## EXERCISE AIM
Check the entries below for lines with "encoding"; report only how many there are.
--- INFORMATION GIVEN Enclosed Below ---
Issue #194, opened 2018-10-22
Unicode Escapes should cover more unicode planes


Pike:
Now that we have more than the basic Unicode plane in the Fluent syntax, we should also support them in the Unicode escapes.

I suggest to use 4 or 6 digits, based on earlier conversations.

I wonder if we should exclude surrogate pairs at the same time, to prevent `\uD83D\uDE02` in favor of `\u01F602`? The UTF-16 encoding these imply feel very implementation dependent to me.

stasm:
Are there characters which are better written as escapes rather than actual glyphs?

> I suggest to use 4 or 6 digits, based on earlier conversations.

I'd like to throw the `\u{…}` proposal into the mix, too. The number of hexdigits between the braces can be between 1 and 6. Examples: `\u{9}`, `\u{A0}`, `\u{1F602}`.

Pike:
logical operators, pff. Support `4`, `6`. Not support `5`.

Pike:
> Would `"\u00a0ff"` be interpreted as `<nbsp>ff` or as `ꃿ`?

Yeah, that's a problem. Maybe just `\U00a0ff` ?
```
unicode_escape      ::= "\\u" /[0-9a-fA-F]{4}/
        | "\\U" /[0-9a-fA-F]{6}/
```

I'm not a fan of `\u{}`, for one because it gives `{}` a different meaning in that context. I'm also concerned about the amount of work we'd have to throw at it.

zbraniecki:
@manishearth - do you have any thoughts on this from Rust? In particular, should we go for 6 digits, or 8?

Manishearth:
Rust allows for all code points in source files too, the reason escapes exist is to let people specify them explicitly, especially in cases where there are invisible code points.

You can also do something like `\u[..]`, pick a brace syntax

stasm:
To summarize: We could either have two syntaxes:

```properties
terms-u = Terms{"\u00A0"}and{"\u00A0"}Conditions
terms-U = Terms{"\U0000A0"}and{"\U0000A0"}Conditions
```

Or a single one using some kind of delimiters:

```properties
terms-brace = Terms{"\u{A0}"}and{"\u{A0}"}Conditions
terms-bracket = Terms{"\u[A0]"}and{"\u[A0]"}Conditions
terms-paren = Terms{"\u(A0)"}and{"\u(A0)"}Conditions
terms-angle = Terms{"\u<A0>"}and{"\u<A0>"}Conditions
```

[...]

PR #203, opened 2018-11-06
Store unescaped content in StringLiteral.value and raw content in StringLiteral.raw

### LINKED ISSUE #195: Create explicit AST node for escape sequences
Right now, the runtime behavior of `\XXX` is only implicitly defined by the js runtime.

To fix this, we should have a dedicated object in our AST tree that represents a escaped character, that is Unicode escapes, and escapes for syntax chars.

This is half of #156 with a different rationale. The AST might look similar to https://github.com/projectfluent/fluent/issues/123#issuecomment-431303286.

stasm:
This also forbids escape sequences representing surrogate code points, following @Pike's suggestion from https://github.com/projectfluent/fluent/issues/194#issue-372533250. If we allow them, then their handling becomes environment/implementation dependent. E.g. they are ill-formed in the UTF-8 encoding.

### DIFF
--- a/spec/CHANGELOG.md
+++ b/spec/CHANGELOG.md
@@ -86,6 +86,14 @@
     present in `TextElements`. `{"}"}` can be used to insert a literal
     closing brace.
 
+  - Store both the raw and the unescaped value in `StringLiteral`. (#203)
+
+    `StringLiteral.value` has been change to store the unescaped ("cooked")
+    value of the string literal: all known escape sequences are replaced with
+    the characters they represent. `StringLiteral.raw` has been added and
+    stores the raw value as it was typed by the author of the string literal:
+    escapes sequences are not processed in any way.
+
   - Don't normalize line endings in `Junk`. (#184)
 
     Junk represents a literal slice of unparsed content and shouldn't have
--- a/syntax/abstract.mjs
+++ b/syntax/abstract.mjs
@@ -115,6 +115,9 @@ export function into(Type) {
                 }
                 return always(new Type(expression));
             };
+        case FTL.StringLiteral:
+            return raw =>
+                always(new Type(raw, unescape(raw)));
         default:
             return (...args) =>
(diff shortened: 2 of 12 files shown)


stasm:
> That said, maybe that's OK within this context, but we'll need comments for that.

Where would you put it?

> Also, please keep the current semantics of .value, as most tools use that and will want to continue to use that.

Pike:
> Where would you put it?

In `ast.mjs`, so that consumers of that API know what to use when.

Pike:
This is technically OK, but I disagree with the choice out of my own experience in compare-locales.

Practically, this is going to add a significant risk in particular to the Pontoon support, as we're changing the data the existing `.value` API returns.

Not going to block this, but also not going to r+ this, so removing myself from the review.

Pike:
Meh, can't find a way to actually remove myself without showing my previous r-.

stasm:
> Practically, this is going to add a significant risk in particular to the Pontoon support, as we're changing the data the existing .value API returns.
--- End of Enclosed INFORMATION GIVEN ---
## ANSWER BOX
2